Saved entries:
━━━━━━━━━━━━━━━━━━━━

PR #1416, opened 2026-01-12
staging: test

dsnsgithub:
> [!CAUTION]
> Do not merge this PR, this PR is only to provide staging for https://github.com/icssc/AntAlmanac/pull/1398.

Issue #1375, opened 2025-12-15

━━━━━━━━━━━━━━━━━━━━

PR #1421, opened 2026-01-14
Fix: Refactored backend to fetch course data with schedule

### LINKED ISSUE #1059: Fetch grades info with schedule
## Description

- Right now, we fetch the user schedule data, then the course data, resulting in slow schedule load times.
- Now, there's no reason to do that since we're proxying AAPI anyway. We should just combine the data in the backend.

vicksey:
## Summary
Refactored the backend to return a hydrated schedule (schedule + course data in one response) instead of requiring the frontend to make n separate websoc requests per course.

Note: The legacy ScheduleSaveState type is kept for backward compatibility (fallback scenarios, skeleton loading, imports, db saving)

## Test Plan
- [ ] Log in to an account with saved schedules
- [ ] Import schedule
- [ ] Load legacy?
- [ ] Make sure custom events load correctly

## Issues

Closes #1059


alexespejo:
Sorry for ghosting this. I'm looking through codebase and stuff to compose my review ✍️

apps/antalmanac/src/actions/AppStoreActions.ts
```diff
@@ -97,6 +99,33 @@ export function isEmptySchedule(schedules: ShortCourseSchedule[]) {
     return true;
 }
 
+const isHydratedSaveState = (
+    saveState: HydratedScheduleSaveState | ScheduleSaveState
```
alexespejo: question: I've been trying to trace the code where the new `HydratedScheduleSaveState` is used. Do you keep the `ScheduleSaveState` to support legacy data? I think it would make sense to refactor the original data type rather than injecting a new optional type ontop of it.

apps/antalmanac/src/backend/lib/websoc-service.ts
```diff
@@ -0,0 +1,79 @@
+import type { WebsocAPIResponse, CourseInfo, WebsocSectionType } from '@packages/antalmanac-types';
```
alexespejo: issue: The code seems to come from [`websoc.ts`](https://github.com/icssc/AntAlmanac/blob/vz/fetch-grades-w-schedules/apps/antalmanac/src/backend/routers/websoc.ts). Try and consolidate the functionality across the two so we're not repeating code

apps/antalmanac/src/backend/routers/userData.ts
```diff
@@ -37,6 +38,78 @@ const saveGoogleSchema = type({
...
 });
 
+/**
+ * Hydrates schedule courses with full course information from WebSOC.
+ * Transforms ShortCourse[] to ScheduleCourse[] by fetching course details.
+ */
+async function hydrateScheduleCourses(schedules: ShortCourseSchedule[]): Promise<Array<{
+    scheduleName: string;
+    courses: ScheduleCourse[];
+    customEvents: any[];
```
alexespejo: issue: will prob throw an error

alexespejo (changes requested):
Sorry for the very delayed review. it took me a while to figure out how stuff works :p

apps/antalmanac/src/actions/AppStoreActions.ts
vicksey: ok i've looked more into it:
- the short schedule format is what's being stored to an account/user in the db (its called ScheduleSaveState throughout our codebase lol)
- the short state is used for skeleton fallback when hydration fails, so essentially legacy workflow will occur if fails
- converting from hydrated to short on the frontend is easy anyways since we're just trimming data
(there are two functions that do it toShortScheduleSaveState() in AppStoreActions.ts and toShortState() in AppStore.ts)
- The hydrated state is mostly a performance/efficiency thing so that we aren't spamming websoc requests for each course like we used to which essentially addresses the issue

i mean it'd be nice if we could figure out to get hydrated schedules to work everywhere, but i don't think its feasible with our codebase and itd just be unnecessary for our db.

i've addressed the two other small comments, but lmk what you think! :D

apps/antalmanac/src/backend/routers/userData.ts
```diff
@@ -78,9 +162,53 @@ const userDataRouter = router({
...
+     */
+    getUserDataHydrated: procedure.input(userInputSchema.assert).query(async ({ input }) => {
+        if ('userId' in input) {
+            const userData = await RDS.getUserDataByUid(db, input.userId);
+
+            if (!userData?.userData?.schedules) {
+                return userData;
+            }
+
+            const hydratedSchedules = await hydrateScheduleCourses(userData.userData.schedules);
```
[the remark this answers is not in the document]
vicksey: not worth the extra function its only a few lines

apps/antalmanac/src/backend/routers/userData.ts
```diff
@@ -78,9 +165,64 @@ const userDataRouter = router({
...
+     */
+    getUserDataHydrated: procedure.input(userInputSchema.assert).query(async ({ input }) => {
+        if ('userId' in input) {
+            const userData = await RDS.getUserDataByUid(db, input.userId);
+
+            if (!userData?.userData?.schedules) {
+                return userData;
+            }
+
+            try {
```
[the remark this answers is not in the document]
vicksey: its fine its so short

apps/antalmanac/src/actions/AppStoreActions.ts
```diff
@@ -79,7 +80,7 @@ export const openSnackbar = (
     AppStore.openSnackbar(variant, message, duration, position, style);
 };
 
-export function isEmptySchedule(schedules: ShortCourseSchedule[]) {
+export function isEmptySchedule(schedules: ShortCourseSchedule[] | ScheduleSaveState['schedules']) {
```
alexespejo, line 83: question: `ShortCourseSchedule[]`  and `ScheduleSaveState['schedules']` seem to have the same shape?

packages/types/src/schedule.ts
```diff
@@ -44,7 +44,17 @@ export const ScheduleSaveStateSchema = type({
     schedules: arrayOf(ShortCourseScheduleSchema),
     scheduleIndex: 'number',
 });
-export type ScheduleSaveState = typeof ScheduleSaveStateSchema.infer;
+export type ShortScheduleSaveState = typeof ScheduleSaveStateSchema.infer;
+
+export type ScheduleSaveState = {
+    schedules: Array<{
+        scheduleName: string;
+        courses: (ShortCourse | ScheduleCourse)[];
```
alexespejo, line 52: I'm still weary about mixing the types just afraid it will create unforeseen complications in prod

━━━━━━━━━━━━━━━━━━━━

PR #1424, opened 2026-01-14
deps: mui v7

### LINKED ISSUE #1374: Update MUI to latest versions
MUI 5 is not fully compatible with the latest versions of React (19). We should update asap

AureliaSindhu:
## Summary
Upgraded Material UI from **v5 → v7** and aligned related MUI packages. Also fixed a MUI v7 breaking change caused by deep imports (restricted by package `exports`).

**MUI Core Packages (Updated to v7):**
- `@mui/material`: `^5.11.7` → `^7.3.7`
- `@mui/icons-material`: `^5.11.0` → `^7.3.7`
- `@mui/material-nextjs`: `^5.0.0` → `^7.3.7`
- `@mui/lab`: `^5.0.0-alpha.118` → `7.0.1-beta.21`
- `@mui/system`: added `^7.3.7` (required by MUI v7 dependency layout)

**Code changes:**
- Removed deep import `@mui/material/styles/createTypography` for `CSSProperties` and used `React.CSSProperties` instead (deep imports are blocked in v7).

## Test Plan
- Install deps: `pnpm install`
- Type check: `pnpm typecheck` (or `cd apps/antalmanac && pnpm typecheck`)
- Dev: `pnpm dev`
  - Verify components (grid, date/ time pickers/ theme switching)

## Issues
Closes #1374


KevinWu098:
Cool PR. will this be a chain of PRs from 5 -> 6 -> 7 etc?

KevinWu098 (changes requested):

━━━━━━━━━━━━━━━━━━━━

• [What to work on]
Would you please copy exactly the part of the entries above that begins at the line containing "PR #1416, opened 2026-01-12" and ends at the line containing "Issue #1375, opened 2025-12-15", both lines included?

• [Answer to the exercise]
PR #1416, opened 2026-01-12
staging: test

dsnsgithub:
> [!CAUTION]
> Do not merge this PR, this PR is only to provide staging for https://github.com/icssc/AntAlmanac/pull/1398.

Issue #1375, opened 2025-12-15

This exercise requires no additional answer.